The Norwegian state energy company, told the FT all of its German contracts and nearly all its UK, Dutch and Belgian contracts now reference prices at regional gas hubs, which the EU has been promoting as it seeks a more open gas market.
For decades European companies have tended to sign long-term supply contracts linked to the price of oil, whereas US companies have been able to buy gas for immediate delivery in a widely traded market, giving them more flexibility.
Last week Fatih Birol, chief economist at the International Energy Agency, urged European companies to end oil indexation to remain competitive.
Eldar Sætre, Statoil’s executive vice-president for marketing, said: “We have proactively sold gas in different ways in response to market liberalisation and what customers want.”
The new contracts reference a mixture of day ahead, month ahead and season ahead prices at hubs such as the UK’s National Balancing Point and the Netherlands’ Title Transfer Facility.
Progress has been slower in modifying contracts for supplies in to eastern and southern Europe, where hubs are less well developed, but Mr Sætre said he expected close to 50 per cent of Statoil’s supplies into Europe would be priced off gas market indices by the end of the year, compared with a third at the start of the year.
The news will be welcomed by policy makers in Brussels and large gas buyers who have been fighting for an end to oil indexation for several years. Gas buyers argue that oil-indexed prices charged by Statoil and its Russian counterpart Gazprom often differ from the regulated prices at which they sell gas to consumers.
Eni, the Italian energy company, has taken Statoil to arbitration this year. According to people familiar with the dispute, since the contract was last renegotiated several years ago, Eni has been buying gas at oil-linked prices of about $15 to $16 per million British thermal units, before selling much of it to third parties at European hub prices, which are about $10 per mBtu.
Gas price indexation should end such situations by ensuring the price paid for gas reflects supply and demand for the commodity in the European markets where it will be used.
But although the two are often conflated, gas hub pricing will not necessarily lead to lower gas bills for households and European companies.
Thierry Bros, senior European gas analyst at Société Générale, notes that as Gazprom and Statoil have ceded ground on oil indexation in recent years, prices at European gas hubs have rallied strongly towards oil-indexed prices, meaning the producers’ revenues have been little impacted.
While Gazprom and Statoil between them supply more than a third of European demand of almost 500bn cubic metres, the continent continues to import liquefied natural gas to satisfy demand.
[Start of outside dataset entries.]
Issue #81, opened 2016-11-15
Add an example for multiple Referrer-Policy headers


estark37:
@marumari points out that the spec is a little confusing on how you can use the Referrer-Policy header to specify multiple policies. https://w3c.github.io/webappsec-referrer-policy/#unknown-policy-values could do with an example, showing that `Referrer-Policy: origin no-referrer` is not going to work but that `Referrer-Policy: origin, no-referrer` will.

marumari:
I know that _technically_ it's all listed deep within the HTTP specification, but for the average user I think it's unlikely that they'll be able to figure it out from simply reading the specification.  It doesn't help that similar specifications (such as HSTS and CSP) separate their directives with either spaces or semicolons.

justin-morgan:
+1, I've been banging my head against the wall on this for a while, and finally found the definition way down in the RFC (https://tools.ietf.org/html/rfc2616#section-4.2).  There is already an example section for unknown policy values, so it would be relatively easy to add an explicit HTTP response header implementation to match the example text.

annevk:
Probably good to have tests as well for edge cases such as:
```
Referrer-Policy: origin
Referrer-Policy: origin no-referrer
```

PR #101, opened 2017-03-06
Add an example for multiple Referrer-Policy headers

estark37:
This adds a couple examples for how to send multiple Referrer-Policy header
values in the section about falling back on unknown policy values.

Fixes https://github.com/w3c/webappsec-referrer-policy/issues/81

### DIFF
--- a/index.html
+++ b/index.html
@@ -1176,7 +1176,7 @@ Possible extra rowspan handling
 		}
 	}
 </style>
-  <meta content="Bikeshed version 0060add2b6463a7a7a099173ff2c8a54d3e0ce53" name="generator">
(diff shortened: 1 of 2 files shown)


estark37:
@jeisinger wdyt?

domenic:
(Random bystander question, hopefully helpful.)

Are these two styles exactly equivalent? If so stating that explicitly might be good. E.g. I could imagine a world where things were more like CSS and the comma-separated version just did nothing if any of the values were unsupported.

estark37:
Thanks @domenic, they are equivalent and I added that into the text.

PR #102, opened 2017-03-07
Relax ABNF for invalid policy tokens

estark37:
@annevk pointed out in https://github.com/w3c/web-platform-tests/pull/5054#issuecomment-284664280 that when `policy-token` is defined as a collection of literals corresponding to the valid referrer policies, the browser should technically completely disregard a header of the form `Referrer-Policy: origin, blah`. Instead, we want the browser to ignore `blah` as an unknown policy value and fall back to `origin`.

So this PR relaxes the ABNF of the `Referrer-Policy` header to parse invalid policy values.

### DIFF
--- a/index.src.html
+++ b/index.src.html
@@ -22,6 +22,9 @@ spec: CSSOM-1; urlPrefix: https://drafts.csswg.org/cssom-1/
     text: location; url: concept-css-style-sheet-location
     text: owner node; for: CSSStyleDeclaration; url: cssstyledeclaration-owner-node
     text: owner node; for: CSSStyleSheet; url: concept-css-style-sheet-owner-node
+spec: Fetch; urlPrefix: https://fetch.spec.whatwg.org/
+  type: dfn
+    text: ABNF; url: abnf
 spec: HTML; urlPrefix: https://html.spec.whatwg.org/multipage/
   type: dfn
     urlPrefix: semantics.html
@@ -97,7 +100,6 @@ spec: WSC-UI; urlPrefix: http://www.w3.org/TR/2010/REC-wsc-ui-20100812/
     text: TLS-protected; url: typesoftls
 spec: RFC5234; urlPrefix: https://tools.ietf.org/html/rfc5234
   type: dfn
-    text: ABNF; url:
     text: ALPHA; url: appendix-B.1
 spec: RFC7231; urlPrefix: https://tools.ietf.org/html/rfc7231
   type: dfn
--- a/index.src.html
+++ b/index.src.html
@@ -22,9 +22,6 @@ spec: CSSOM-1; urlPrefix: https://drafts.csswg.org/cssom-1/
     text: location; url: concept-css-style-sheet-location
     text: owner node; for: CSSStyleDeclaration; url: cssstyledeclaration-owner-node
     text: owner node; for: CSSStyleSheet; url: concept-css-style-sheet-owner-node
-spec: Fetch; urlPrefix: https://fetch.spec.whatwg.org/
-  type: dfn
-    text: ABNF; url: abnf
 spec: HTML; urlPrefix: https://html.spec.whatwg.org/multipage/
   type: dfn
     urlPrefix: semantics.html
@@ -99,7 +96,7 @@ spec: WSC-UI; urlPrefix: http://www.w3.org/TR/2010/REC-wsc-ui-20100812/
   type: dfn
     text: TLS-protected; url: typesoftls
 spec: RFC5234; urlPrefix: https://tools.ietf.org/html/rfc5234
-  type: dfn
+  type: grammar
     text: ALPHA; url: appendix-B.1
 spec: RFC7231; urlPrefix: https://tools.ietf.org/html/rfc7231
   type: dfn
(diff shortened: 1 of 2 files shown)


estark37:
@annevk does this address the issue you raised in https://github.com/w3c/web-platform-tests/pull/5054#issuecomment-284664280?

I'm not sure if any changes are needed to https://w3c.github.io/webappsec-referrer-policy/#parse-referrer-policy-from-header. I think it works as is, by throwing out any `token` which is not a referrer policy?

annevk:
So this works, but this also means that a value such as `origin no-referrer` results in failure since you don't allow spaces. That seems fine by the way, just pointing it out since it will affect the outcome of one of the tests.

The parsing steps still look good indeed.

@mikewest might also want to look at this since I suspect CSP might suffer from similar issues, but not sure.

annevk:
Oh, for the term ABNF you might want to reference https://fetch.spec.whatwg.org/#abnf or say something equivalent.

mikewest:
I'm pretty sure the structure of directives in CSP is loose enough to formally allow most everything: https://w3c.github.io/webappsec-csp/#framework-directives. The ABNF for parsing source lists probably needs an "everything else" bucket, but I'm not sure it's a good idea to drop the list of valid keywords as this patch does. I find it pretty useful to be able to link to things like https://w3c.github.io/webappsec-csp/#grammardef-unsafe-inline (if only because it helps me catch spelling errors).

annevk:
An alternative that @estark37 might be willing to consider is leaving the explicit keywords in and defining something like an "extension-token" production that is ALPHA / "-". HTTP uses that at times I believe.

mikewest:
Right, that's what I was clumsily suggesting with an "everything else" bucket. Something like:

```
"Referrer-Policy:" 1#(policy-token / extension-token)

policy-token    = "no-referrer" / "no-referrer-when-downgrade" / "strict-origin" / "strict-origin-when-cross-origin" / "same-origin" / "origin" / "origin-when-cross-origin" / "unsafe-url"
extension-token = ALPHA / "-"
```

estark37:
Ohh ok, perfect. Went back to the explicit keywords with an `extension-token` bucket. Thanks!

index.src.html
```diff
@@ -519,17 +525,23 @@ <h3 id="referrer-policy-header">Delivery via Referrer-Policy header</h3>
...
-    <dfn export>policy-token</dfn>   = "no-referrer" / "no-referrer-when-downgrade" / "strict-origin" / "strict-origin-when-cross-origin" / "same-origin" / "origin" / "origin-when-cross-origin" / "unsafe-url"
+    <dfn export>policy-token</dfn> = "no-referrer" / "no-referrer-when-downgrade" / "strict-origin" / "strict-origin-when-cross-origin" / "same-origin" / "origin" / "origin-when-cross-origin" / "unsafe-url"
+    <dfn>extension-token</dfn> = 1*( <a>ALPHA</a> / "-" )
   </pre>
 
   Note: The header name does not share the HTTP Referer header's misspelling.
 
+  Note: The purpose of <a>extension-token</a> is so that browsers do not fail to
+  parse the entire header field if it includes an unknown policy
+  value. [[#unknown-policy-values]] describes in greater detail how new policy
```
mikewest: Nit: Line wrapping is a bit weird here.

index.src.html
```diff
@@ -519,17 +525,23 @@ <h3 id="referrer-policy-header">Delivery via Referrer-Policy header</h3>
...
-  following ABNF grammar:
+  following <a>ABNF</a> grammar:
 
   <pre>
-    "Referrer-Policy:" 1#<a>policy-token</a>
+    "Referrer-Policy:" 1#(<a>policy-token</a> / <a>extension-token</a>)
   </pre>
   <pre>
-    <dfn export>policy-token</dfn>   = "no-referrer" / "no-referrer-when-downgrade" / "strict-origin" / "strict-origin-when-cross-origin" / "same-origin" / "origin" / "origin-when-cross-origin" / "unsafe-url"
+    <dfn export>policy-token</dfn> = "no-referrer" / "no-referrer-when-downgrade" / "strict-origin" / "strict-origin-when-cross-origin" / "same-origin" / "origin" / "origin-when-cross-origin" / "unsafe-url"
```
mikewest: Nit: This should probably be defined as a `grammar` type. The simplest way to do that is to add `dfn-type="grammar"` to the `<pre>` wrapping the ABNF bits.

index.src.html
```diff
@@ -22,6 +22,9 @@
     text: location; url: concept-css-style-sheet-location
     text: owner node; for: CSSStyleDeclaration; url: cssstyledeclaration-owner-node
     text: owner node; for: CSSStyleSheet; url: concept-css-style-sheet-owner-node
+spec: Fetch; urlPrefix: https://fetch.spec.whatwg.org/
+  type: dfn
+    text: ABNF; url: abnf
```
mikewest: I don't think this is a good idea. Fetch doesn't define ABNF, RFC5234 does. Instead, I'd suggest that you add something like the text from https://github.com/w3c/webappsec-csp/commit/40d2e607855b91f91cfb0f1a183be1b3ce209553 which explicitly points to RFC7230's `#rule` definition, which is all that you're using here.

@annevk: Perhaps this is something we could move to INFRA?

annevk: Either Fetch or HTTP seems like the right place since you're effectively building on those anyway. INFRA is for when there's nothing else to build on.

estark37: Done

index.src.html
estark37: Done, thanks

index.src.html
estark37: Fixed

estark37:
@mikewest does the latest iteration lgty?

mikewest:
Yes! LGTM. Sorry, I thought you'd landed this already. :)

PR #103, opened 2017-04-20
Add a link to web-platform-tests to the top of the spec

foolip:
This is similar to https://github.com/w3c/webappsec-csp/pull/206


estark37:
Thanks @foolip!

The prices for LNG are largely linked to the oil price and have climbed sharply because of strong Asian demand.
In the US by contrast, fast growing shale production means prices have diverged from international markets, and are less than half of European levels.
The US is set to become a major LNG exporter towards the end of the decade after Washington granted permits to several export projects. However, the price of LNG coming across the Atlantic from the US will not be that different from current European hub prices because of the cost of liquefying gas and shipping it abroad, say analysts.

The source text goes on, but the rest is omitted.